- Task requirements -
In the records that follow, the lines from the one containing "bryfox: > we" to the one containing "I see you're", inclusive, are to be given again exactly.

- Records to use -
* * * * * * * * *
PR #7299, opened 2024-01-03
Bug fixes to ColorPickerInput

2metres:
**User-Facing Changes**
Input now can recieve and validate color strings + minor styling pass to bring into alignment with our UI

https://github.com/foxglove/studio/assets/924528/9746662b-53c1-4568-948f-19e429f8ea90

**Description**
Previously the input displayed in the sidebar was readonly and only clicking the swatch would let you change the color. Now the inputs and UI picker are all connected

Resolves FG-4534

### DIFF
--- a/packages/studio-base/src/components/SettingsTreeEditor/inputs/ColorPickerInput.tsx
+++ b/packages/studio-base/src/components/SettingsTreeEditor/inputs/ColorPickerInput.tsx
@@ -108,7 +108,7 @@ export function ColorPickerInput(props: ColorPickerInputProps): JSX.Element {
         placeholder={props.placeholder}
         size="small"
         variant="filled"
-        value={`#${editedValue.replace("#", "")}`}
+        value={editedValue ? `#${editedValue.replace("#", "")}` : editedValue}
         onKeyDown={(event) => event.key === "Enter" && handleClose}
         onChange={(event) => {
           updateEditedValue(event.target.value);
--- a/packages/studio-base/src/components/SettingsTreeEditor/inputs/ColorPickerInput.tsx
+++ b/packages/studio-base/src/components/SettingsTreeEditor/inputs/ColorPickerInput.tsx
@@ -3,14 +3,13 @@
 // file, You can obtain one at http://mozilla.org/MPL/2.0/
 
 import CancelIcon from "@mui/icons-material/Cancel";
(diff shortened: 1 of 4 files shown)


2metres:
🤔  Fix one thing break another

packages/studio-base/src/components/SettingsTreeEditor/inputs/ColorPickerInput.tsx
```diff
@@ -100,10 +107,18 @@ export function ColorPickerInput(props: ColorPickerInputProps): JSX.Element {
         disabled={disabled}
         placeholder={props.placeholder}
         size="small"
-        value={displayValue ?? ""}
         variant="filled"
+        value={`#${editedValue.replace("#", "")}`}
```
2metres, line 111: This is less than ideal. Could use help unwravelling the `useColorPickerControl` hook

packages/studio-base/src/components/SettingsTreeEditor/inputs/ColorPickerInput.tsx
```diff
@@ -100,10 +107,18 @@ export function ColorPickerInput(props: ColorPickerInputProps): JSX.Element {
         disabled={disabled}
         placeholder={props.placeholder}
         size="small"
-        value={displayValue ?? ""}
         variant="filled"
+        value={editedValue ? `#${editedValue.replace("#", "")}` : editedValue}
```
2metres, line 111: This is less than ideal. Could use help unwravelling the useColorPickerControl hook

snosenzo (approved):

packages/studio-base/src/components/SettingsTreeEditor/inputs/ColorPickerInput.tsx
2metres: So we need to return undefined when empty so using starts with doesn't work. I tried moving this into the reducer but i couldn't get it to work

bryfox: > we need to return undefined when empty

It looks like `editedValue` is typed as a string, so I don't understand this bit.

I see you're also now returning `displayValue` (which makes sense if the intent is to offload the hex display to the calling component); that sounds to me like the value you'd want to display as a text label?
* * * * * * * * *
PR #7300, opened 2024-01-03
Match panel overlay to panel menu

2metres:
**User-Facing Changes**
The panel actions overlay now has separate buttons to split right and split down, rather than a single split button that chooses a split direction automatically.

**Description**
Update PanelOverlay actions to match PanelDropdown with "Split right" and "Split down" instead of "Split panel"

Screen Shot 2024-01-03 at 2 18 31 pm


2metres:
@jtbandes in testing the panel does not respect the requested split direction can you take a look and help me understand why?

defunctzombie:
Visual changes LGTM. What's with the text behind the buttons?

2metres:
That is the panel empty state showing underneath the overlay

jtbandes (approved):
* * * * * * * * *
- Task response -
bryfox: > we need to return undefined when empty

It looks like `editedValue` is typed as a string, so I don't understand this bit.

I see you're also now returning `displayValue` (which makes sense if the intent is to offload the hex display to the calling component); that sounds to me like the value you'd want to display as a text label?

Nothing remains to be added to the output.